I agree with mjw1007 that lack of rigorous API documentation for error paths is a huge weakness and with you that it's not a Linux-only problem.
There are a lot of related filesystem robustness questions I'd love to get authoritative answers on. Neither the Single UNIX Specification nor OS-specific kernel docs / manpages gives enough information to write a robust, performant program, and certainly you can't find one place that gives everything you'd want to know when writing a portable program. For example:
* Does fsync() make guarantees about just the inode, or also the dirent? (iirc on Linux only the inode; for a freshly-created file you also have to fsync() the directory.)
* What does fsync() success guarantee is written to permanent storage? from this whole thing, apparently on Linux recently (even ignoring the bugs) only things since a previous fsync() failure or the current open() call, whichever was later. Yuck. That's a terrible behavior, and even worse for being undocumented.
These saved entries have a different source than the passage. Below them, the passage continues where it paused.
Issue #1820, opened 2022-12-02
3d-viewer: integrate with open source solution


agliga:
We need to change 3d-viewer to use an open source soltuion. Will use `google-model-viewer`

PR #1822, opened 2022-12-02
feat(3d-viewer): updated to use open source model-viewer

agliga:
## Description
* Added 3d-viewer to use `model-viewer`  open source project instead of restar. 
* Added scripts to generate CDN files for upload
* (also updated shaka player as part of this, since it was out of date)

This will be breaking for teams since they will need to migrate to the new 3d viewer and use `src` instead of `assetID`

## References
https://github.com/eBay/ebayui-core/issues/1820

## Screenshots
Screen Shot 2022-12-02 at 8 20 48 AM


src/components/ebay-3d-viewer/examples/02-with-options/template.marko
```diff
@@ -0,0 +1,16 @@
+class {}
+
+<ebay-3d-viewer
+    src='https://ir.ebaystatic.com/cr/v/c1/ebayui/3d/v1/image.glb'
```
ArtBlue, line 4: How come some are double-quoted while this one is single.

src/components/ebay-video/versions.json
```diff
@@ -1 +1 @@
-{ "//": "This is a generated file. Run script file to update", "shaka": "4.2.2" }
+{ "//": "This is a generated file. Run script file to update", "shaka": "4.3.0" }
```
ArtBlue, line 1: How come this video file got an update from the 3d viewer change?

ArtBlue (approved):
Looks great! Just a couple of questions.

src/components/ebay-video/versions.json
agliga: I mentioned that I updated it since it was out of date. I had not updated it earlier. 
The CDN generate script updates those version files so it tells the package which version to use. Since we have two files in CDN (shaka and media viewer), it got updated as well.

src/components/ebay-3d-viewer/examples/02-with-options/template.marko
agliga: It's because I am used to using prettier and it's not working locally. 😅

* Does it even guarantee that if you don't say "Simon says"? On macOS, I gather you need to do this extra F_FULLFSYNC thing. Are the other platforms like that? I dunno. And there are certainly mentions of older hard drives where nothing can be trusted. Is there any database of hard drive behavior? Stress test program to tell if I have a broken model?
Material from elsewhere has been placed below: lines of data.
Issue #1804, opened 2022-10-26
listbox-button: match border & background color with other components like combobox or textbox


agliga:
See https://github.com/eBay/skin/issues/1842

Will need to add the option to support the change in skin

PR #1823, opened 2022-12-02
feat: add “form” variant to listbox-button

tigt:
## Description
Add plumbing so skin gets a styling hook for `<listbox-button variant="form">`.

Marked as Draft because I’m unfamiliar with matters of taste in ebayui-core — in particular, I dunno if I should test this in server, browser, or both?

## Context
I looked how the form variant was defined in `button`, and tried reapplying those codebits to `listbox-button`.

## References
Fixes https://github.com/eBay/ebayui-core/issues/1804

## Screenshots
As described by @agliga in the referenced issue, this adds an under-the-hood option that skin can use — as such, there are no visual differences.


agliga:
This looks great. 
Generally we begin with the skin portion because the class names might change. So we want to get that ironed out first before doing the component piece. 
The only change I would do is I would add a default value to variant, like `regular` or something. And then we should just do the check of: `class=[(input.variant === 'form' && 'listbox-button--form')]`

ArtBlue (changes requested):

ArtBlue (approved):
Nice!

ArtBlue:
Looks good to merge. Maybe just change the title of the PR?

* If you do a write and power is lost before fsync, what guarantees do you have about the current state? I was trying to figure out recently if an N-byte aligned overwrite is guaranteed to reflect the "old" or "new" states (for various Ns: 1, 512, 4096, st_blksize). The best I could find is here: <https://stackoverflow.com/a/2068608/23584> which suggests yes for N=512 "these days". Do I trust that? on all platforms? for hard drives made how recently? etc.
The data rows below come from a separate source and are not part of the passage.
Issue #1824, opened 2022-12-05
InvalidCharacterError on <ebay-filter-menu-button>


doahuang:
# Bug Report

## Description

when input `footerText` is passed as string, say, `this is footer text`, it will break
https://github.com/eBay/ebayui-core/blob/master/src/components/ebay-filter-menu-button/index.marko#L56
> InvalidCharacterError: “this is footer text” did not match the Name production: Unexpected syntax in top

PR #1825, opened 2022-12-06
fix(filter-menu): footer text passthrough

agliga:
## Description
* We were passing footer text as a render body element, but it has no render body. We want to pass it directly. Changed it to pass it as a string
* Added tests to catch this case.

## References
https://github.com/eBay/ebayui-core/issues/1824


ArtBlue (approved):
Looks good.

saiponnada (approved):
Looks good to me.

* If you create a file, write to it, and rename() it into place and power is lost before fsync, what guarantees do you have about the current state? is it guaranteed that the dirent points to either a previous inode (if any) or the new one? if it points to the new one, is the file guaranteed to have the write length or contents? the conservative thing to do would be to create, write, fsync() the file, fsync() the directory, rename, fsync() the directory again. But three syncs is getting ridiculous. Is it safe to remove one or more?
> the conservative thing to do would be to create, write, fsync() the file, fsync() the directory, rename, fsync() the directory again.
Afaik the conservative thing is the necessary thing if you're on an ext4 mounted with noauto_da_alloc,data=writeback. I think you can skip the last fsync if you're fine with losing the new version as long as you get the old version in its place.
Thanks for mentioning those options. I found a little more about the in the ext4 manpage.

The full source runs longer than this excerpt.